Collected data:
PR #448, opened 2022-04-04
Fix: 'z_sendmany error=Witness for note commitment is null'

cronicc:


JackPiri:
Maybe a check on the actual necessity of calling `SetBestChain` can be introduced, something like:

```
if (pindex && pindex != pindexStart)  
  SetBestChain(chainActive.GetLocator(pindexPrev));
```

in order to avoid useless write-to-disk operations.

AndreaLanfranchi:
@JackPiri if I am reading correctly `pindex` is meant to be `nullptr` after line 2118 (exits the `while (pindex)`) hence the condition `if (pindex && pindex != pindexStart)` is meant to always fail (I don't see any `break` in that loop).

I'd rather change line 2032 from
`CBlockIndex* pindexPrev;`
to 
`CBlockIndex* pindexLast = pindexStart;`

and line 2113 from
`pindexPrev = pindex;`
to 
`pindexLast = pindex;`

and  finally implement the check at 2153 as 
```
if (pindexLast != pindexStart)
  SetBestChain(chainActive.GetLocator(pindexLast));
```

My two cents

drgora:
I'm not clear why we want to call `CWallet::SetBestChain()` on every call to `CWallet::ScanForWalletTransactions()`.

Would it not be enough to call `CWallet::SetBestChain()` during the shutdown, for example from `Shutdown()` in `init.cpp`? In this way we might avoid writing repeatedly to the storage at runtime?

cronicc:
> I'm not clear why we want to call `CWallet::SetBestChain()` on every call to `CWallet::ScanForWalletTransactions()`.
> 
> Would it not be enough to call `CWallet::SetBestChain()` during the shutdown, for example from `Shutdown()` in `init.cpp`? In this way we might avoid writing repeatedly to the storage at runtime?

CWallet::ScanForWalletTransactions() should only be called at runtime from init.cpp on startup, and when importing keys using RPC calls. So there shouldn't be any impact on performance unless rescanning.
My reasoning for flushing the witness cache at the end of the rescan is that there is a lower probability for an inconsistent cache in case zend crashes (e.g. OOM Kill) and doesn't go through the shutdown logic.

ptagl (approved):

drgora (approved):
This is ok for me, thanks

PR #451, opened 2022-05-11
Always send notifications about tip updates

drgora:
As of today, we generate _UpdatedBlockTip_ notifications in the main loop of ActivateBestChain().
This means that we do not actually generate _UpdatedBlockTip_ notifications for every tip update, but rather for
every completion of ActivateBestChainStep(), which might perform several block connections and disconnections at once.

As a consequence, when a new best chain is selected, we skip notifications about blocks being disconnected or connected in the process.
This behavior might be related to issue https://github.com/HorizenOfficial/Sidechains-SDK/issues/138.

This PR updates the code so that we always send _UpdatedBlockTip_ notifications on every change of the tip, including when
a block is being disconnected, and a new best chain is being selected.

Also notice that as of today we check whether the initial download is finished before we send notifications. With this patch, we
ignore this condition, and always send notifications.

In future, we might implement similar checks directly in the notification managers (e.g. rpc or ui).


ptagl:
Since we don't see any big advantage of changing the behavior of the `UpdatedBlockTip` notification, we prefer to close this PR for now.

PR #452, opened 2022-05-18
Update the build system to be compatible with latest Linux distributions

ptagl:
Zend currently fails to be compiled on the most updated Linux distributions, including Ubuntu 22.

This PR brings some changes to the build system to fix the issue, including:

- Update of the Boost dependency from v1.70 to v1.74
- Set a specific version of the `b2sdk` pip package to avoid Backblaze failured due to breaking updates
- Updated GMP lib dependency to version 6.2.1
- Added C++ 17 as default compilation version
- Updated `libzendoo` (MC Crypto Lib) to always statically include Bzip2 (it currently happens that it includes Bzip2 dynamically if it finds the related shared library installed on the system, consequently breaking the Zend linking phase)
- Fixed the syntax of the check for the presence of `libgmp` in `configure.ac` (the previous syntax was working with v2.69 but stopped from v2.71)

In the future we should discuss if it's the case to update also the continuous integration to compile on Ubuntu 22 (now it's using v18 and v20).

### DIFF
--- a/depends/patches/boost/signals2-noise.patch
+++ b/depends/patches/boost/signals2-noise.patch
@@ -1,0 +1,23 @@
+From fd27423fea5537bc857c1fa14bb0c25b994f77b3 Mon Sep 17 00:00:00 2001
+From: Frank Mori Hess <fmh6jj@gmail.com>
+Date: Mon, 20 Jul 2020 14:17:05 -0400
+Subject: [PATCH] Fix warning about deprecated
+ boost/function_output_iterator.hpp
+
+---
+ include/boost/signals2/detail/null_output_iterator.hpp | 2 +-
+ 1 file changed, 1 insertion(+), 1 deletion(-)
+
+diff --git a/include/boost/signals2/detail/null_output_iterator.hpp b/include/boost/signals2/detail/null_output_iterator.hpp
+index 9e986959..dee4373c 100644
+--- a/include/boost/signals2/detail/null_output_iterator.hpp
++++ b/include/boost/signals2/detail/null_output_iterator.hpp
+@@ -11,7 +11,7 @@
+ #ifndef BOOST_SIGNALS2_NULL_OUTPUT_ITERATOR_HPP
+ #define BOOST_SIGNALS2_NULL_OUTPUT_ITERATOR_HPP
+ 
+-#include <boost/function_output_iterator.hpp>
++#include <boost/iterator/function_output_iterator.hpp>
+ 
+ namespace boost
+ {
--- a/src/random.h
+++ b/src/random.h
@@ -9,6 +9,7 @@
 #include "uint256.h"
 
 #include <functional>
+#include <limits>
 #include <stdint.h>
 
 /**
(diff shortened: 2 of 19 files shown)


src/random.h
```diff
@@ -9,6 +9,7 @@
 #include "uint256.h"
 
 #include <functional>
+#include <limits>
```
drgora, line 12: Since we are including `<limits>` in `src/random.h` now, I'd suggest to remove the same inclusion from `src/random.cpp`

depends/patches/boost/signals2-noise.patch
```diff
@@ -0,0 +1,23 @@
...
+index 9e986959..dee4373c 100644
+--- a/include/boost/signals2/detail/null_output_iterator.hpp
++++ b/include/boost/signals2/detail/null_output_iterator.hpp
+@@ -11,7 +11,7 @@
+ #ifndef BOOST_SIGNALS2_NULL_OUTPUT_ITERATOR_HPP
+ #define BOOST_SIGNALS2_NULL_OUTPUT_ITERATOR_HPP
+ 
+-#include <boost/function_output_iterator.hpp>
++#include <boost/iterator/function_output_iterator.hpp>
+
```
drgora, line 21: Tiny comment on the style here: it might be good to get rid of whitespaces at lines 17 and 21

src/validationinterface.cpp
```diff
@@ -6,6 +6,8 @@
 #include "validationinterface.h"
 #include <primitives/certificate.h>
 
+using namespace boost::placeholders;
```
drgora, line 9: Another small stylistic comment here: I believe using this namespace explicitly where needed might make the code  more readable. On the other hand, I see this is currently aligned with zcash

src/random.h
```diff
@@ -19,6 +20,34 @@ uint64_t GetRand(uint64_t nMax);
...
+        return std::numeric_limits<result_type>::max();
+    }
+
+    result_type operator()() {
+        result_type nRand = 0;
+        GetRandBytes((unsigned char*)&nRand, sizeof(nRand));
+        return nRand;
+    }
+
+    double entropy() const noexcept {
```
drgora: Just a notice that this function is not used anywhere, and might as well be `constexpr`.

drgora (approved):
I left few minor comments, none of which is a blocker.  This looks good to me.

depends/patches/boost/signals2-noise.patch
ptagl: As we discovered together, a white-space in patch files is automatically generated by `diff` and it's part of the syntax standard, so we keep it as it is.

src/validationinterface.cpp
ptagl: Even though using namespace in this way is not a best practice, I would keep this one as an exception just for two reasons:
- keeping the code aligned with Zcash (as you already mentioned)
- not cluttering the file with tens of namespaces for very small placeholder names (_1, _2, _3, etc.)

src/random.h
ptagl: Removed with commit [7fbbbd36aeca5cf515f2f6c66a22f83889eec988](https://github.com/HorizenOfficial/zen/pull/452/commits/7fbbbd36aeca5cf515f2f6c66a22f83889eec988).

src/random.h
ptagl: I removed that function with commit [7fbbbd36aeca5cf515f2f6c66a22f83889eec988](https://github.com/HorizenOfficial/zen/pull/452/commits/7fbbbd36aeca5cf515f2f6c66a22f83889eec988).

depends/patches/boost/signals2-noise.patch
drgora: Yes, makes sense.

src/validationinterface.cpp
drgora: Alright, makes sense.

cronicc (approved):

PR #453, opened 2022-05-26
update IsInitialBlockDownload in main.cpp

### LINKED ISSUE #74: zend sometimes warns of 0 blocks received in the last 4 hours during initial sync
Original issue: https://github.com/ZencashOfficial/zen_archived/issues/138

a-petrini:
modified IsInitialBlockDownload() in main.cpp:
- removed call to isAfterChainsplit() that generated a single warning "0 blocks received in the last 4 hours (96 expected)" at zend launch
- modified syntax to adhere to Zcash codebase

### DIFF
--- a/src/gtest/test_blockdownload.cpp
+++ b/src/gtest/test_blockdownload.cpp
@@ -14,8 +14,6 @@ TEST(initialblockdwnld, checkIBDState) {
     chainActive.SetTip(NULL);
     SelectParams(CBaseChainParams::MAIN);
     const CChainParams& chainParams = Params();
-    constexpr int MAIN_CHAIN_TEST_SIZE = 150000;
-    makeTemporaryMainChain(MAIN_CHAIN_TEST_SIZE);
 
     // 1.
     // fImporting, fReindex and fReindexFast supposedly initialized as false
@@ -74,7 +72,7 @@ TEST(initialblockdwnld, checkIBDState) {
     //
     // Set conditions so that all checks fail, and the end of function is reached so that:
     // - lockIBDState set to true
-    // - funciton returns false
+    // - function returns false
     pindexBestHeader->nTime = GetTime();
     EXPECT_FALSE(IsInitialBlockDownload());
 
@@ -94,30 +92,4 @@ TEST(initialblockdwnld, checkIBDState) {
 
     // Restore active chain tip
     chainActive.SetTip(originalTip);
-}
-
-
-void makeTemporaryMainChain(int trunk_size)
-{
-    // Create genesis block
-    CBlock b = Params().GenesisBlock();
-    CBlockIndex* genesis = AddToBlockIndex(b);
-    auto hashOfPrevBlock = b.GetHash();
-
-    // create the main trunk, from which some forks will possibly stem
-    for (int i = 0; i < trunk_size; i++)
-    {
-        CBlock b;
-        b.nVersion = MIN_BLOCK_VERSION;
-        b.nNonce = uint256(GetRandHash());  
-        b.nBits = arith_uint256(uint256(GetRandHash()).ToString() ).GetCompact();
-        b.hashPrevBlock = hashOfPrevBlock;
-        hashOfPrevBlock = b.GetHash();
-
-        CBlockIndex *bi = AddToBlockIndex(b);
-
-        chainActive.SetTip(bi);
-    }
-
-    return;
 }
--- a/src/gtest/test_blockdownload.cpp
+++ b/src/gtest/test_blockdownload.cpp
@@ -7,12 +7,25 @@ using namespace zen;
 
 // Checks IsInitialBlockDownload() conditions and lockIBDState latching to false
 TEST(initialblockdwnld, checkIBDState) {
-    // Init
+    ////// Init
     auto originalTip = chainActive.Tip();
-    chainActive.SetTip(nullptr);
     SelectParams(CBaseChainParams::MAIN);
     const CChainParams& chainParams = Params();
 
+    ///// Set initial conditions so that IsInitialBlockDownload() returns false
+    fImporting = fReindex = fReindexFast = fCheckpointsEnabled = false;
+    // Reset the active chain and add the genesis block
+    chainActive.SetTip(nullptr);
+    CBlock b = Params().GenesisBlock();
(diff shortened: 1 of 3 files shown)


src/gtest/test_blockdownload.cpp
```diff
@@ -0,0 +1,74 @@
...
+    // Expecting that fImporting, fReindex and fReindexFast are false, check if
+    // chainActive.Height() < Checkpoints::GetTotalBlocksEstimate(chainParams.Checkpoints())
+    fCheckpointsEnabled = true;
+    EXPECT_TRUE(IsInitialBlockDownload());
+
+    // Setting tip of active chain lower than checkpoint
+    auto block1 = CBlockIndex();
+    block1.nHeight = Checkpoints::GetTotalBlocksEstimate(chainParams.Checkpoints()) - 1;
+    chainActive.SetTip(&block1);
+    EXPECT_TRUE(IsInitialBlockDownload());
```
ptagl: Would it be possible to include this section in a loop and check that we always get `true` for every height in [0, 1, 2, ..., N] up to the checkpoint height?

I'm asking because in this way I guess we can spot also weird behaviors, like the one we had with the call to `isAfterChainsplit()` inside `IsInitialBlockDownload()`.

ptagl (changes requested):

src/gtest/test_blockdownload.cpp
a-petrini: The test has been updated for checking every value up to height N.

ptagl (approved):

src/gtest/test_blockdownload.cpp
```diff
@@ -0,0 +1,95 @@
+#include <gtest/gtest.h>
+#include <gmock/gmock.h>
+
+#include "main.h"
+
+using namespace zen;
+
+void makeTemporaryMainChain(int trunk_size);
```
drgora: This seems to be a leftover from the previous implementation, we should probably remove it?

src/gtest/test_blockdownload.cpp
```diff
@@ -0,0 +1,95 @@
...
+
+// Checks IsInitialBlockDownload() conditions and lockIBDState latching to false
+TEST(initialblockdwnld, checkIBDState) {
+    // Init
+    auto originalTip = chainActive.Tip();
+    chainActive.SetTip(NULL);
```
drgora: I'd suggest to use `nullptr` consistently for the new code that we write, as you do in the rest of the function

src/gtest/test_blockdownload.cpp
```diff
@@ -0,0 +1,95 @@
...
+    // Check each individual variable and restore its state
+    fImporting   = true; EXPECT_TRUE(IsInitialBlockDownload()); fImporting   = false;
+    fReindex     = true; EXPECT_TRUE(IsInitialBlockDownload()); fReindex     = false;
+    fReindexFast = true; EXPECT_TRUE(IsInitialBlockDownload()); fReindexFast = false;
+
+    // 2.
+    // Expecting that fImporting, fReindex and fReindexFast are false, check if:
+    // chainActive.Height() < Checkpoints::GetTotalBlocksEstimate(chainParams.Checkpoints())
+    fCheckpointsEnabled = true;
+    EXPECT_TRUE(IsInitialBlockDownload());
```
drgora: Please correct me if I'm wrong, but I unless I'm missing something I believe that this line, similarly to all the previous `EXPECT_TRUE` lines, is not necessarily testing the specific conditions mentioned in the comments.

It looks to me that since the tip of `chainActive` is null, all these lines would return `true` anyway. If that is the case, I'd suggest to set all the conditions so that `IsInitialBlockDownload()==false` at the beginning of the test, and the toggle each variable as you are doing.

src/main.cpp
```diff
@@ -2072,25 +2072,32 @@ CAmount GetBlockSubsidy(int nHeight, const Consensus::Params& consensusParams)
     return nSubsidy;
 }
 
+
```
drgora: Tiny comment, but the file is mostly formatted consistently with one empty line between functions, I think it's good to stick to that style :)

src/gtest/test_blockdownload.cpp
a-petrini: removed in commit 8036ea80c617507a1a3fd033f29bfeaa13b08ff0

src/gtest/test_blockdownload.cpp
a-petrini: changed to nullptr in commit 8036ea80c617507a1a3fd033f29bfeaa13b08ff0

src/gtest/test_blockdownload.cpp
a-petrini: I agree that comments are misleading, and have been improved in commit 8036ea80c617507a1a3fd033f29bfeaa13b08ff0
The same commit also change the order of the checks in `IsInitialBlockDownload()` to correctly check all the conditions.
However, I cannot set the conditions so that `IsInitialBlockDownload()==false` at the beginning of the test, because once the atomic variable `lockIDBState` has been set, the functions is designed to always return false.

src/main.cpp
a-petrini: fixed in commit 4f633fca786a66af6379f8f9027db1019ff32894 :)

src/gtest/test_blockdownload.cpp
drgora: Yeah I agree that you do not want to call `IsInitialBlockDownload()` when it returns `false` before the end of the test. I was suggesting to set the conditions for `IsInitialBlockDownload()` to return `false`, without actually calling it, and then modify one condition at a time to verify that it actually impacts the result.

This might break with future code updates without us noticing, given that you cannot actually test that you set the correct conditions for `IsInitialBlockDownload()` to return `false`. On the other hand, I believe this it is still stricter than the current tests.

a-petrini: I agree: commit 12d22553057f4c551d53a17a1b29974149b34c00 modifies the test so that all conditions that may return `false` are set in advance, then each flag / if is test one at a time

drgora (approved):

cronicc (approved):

▸ Action item
Each line of the data in which the string "originalTip" appears needs to be copied.

▸ Result for this exercise
     chainActive.SetTip(originalTip);
     auto originalTip = chainActive.Tip();
+    auto originalTip = chainActive.Tip();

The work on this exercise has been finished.